Of course, if your time series is fitted by an alternative time series model, such as an \(MA(P)\) model or an \(ARMA(p,q)\) model, then these theorems may not be of use to you. Some further reading may be required. As a data scientist it is important to have the skill of being able to broaden your knowledge independently when required by your data!
The forecast function can be used in R to make future predictions using fitted models from Section 7.4. Within this function the level parameter can be used to give bounds for confidence intervals. This is illustrated in the following example.

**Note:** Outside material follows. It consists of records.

Issue #151, opened 2022-08-31
Reflect deprecation of need for volatile in reducer-interfacing bits


PhilMiller:
Reflect kokkos/kokkos#4077, kokkos/kokkos#4931, kokkos/kokkos#1554, kokkos/kokkos#5194, kokkos/kokkos#5215

ajpowelsnl:
Hi @PhilMiller -- do the PR mentioned above address main points of this issue?  If so, can we close the issue?  If not, can you detail what else needs to be done?

masterleinad:
Fixed by https://github.com/kokkos/kokkos-core-wiki/pull/152 and https://github.com/kokkos/kokkos-core-wiki/pull/185.

PR #152, opened 2022-08-31
#151: Clear out references to obviated volatile-qualified overloads

PhilMiller:
From 3.7 onwards, these are no longer necessary, and they are being deleted in the code base.

### DIFF
--- a/docs/source/API/core/stl-compat/pair.md
+++ b/docs/source/API/core/stl-compat/pair.md
@@ -29,15 +29,9 @@ struct pair {
   
     template <class U, class V>
     KOKKOS_FORCEINLINE_FUNCTION constexpr pair(const pair<U, V>& p);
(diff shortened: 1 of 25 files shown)


docs/source/API/core/stl-compat/pair.md
```diff
@@ -97,16 +83,8 @@ struct pair {
...
- 
-  * 
-  ```c++ 
-  template <class U, class V>
-  KOKKOS_FORCEINLINE_FUNCTION void operator=(const volatile pair<U, V>& p) volatile;
-  ```
-  
   Sets `first` to `p.first` and `second` to `p.second` 
-
+
```
masterleinad, line 87:
```suggestion

```

masterleinad (approved):

PR #156, opened 2022-09-01
Partitionspace

crtrott:


dalg24 (commented):
Are we supposed to remove the file from `wiki-md-files-to-port/`?

dalg24 (commented):
Please confirm that you did not change the file or say what you updated

crtrott:
I did not change the file.

dalg24 (approved):

dalg24:
> Are we supposed to remove the file from `wiki-md-files-to-port/`?

@crtrott @fnrizzi  do you know the answer to this?

fnrizzi:
I left the md-files directory because that is what we decided to do, but also said that it is not needed anymore since everything was ported and that at some point one would delete those files

PR #158, opened 2022-09-04
split std algorithms into separate files

fnrizzi:
The motivation of PR is that we had huge files with many algorithms all together. Soon we will add the team-level API and more examples, so this will make things very cluttered and hard to edit/find/browse etc.  

So this PR does *not change* the content, but implies these changes: 
- separate algorithms into individual files 
- ensure that each API snippet has is clearly within the ``Kokkos::Experimental`` namespace 

NOTE: the non-mod ops are not updated because we first have to merge [this other PR](#19 )


fnrizzi:
@crtrott @dalg24 I pinged you because even if nothing changes , it feels weird to merge it myself even if I could

dalg24:
> NOTE: the non-mod ops are not updated because we first have to merge [this other PR](https://github.com/kokkos/kokkos-core-wiki/pull/158#19)

Which PR are you referring to?

fnrizzi:
> > NOTE: the non-mod ops are not updated because we first have to merge [this other PR](https://github.com/kokkos/kokkos-core-wiki/pull/158#19)
> 
> Which PR are you referring to?

this PR :)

Consider again the data from Example 7.4.2. Make predictions for the next \(6\) time steps.
Inspired by the fitted model of Example 7.4.3, run the code:
library(forecast)
data = c(1.70361316, 1.39819724, 3.65999528, 3.25475575, 3.61901954, 3.28511974,
2.21333456, 2.18079340, 0.15775543, 1.60753475, 1.60003461, 3.61264282,
3.72688807, 2.64425283, 2.99055390, 1.75740088, 0.32802739, 0.58667089,
0.08471193, 0.07734609, 0.14395280, -0.45996343, -0.98263582, -1.01955085,
0.26049123, -1.28912469, -0.56626603, -0.17668906, 0.90407968, 0.50948779)
data = ts(data)
mod <-arima(data,order=c(1,0,0),method="ML")
pred <- forecast(data,h=6,model=mod,level=95)
pred
There a number of sources of error in forecasting that one should be aware of:
An incorrect model may have been fitted. This could come from a poor choice of standard time series to fit, or from poor choice of parameters within a correct choice of standard time series.
Even if a model fits data well, there will inevitably be uncertainty in each parameter estimation. This uncertainty can and should be accounted for when making and communicating predictions.
Making a prediction for \(X_{n+k}\) having observed data up to time \(t=n\) usually involves future values of white noise \(Z_{n+1}, \ldots, Z_{n+k}\). However these are unknown and therefore introduce another source of uncertainty. Our uncertainty bounds will increase the further into the future we wish to make predictions.